In a world of social media, the firm also developed The Scrap Post (the scrappost.com), a website that allows users to buy and sell scrap, instantly connect with other members, get upto-date scrap prices and news and search for materials of interest, in which Peter Karmanos and his private equity firm purchased an interest. The Internet connection has been described as the fastest-growing marketplace for scrap dealers, brokers and consumers.
“Our company’s growth in the last few years has been fairly dramatic given the challenges we’ve faced,” Bassirpour says.
As a result, we’ve refocused and built an all-star team that’s helped to integrate technology into what is an otherwise antiquated business. We’ve pivoted the model, kept working hard and tightened up where necessary as we find better ways to run the business.”
Rosen, a Russian immigrant, had served in the tsar’s army before fleeing Russia in 1905. He worked in the newspaper delivery business in St. Louis before moving to Detroit in 1927 and began collecting scrap.
The business grew as men, using pushcarts to collect scrap metal in the alleys around industrial buildings, sold what they found to Rosen. At 17, Rosen’s son Ben joined the business by driving a truck route around the city to pick up cardboard boxes and rags, later bailed up and sent to paper mills.
By the 1940s, the company moved from Detroit to Roseville, and their growth continued.
Today, the firm recycles more than 100 million pounds of metal, paper and plastic and more than 40,000 cars every year. Annual revenues exceed $75 million. The administrative team, growing out of a pioneering focus in the business, reports being part of a $120 billion industry.
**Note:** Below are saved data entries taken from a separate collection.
PR #203, opened 2018-01-10
Improve support for namespaces

alexeyklyukin:
if a NAMESPACE parameter is passed to Spilo and is not set to the value 'default', use it as a DCS namespace. In addition, in case of the Kubernetes being set as a DCS, read this parameter from the
POD_NAMESPACE, unless it it set explicitely.

Allow setting the prefix and the suffix for the cluster-specific folder inside the WAL bucket. If NAMESPACE parameter is set to a non-default value, the folder prefix is set to the NAMESPACE value, followed by a dash, unless the folder prefix is set explicitely.


CyberDem0n:
:+1:

a1exsh:
:+1:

The company’s main office is in Livonia with metal yards in Roseville, Ann Arbor, Port Huron and Flint. They operate a paper, plastic and cardboard division in Northville and an electronic recycling facility in Oak Park. Those who sell to GLR Advanced Recycling include municipalities, businesses and individuals.
“Jews couldn’t find much work so they got in where they could,” explains Sandy Rosen, Henry’s grandson, now CEO and partner. “Many collected scrap because it was easy to get and easy to sell.”
Sister Ilene Rosen Bischer, also a partner, and Bassirpour are among the Jewish business owners who remain an important part of the industry’s present and look forward to future opportunities.
One way of moving toward the future has been purchasing scrap cars, which Bassirpour says helped keep his company afloat when hundreds of scrap businesses across the country were otherwise consolidated or shuttered.
“If you’re not working hard and not coming up with new angles and new ways to work smarter than your competition, the competition will chew you up and spit you out,” says Bassirpour, a member of Temple Beth El. “That’s true no matter what industry you’re in.”
Bassirpour, who earned a business degree from Michigan State University, believes the success of the business has to do with the quality of employees. He has performed all the jobs in the yards, and while he is based in Livonia, he moves among GLR’s locations. He wants to relate to every employee as daily tasks are performed.
“We’re building a successful company because of the people we have,” he says. “We’re all obsessed with finding better ways to do business, and this also is an old-school handshake sort of a business.
“One way we’re keeping ahead of the competition is that we are willing and able to outwork, outsmart and outhustle all of our competitors. At the same time, we’re trying to keep Henry’s values — our community’s values — tied into what we do.”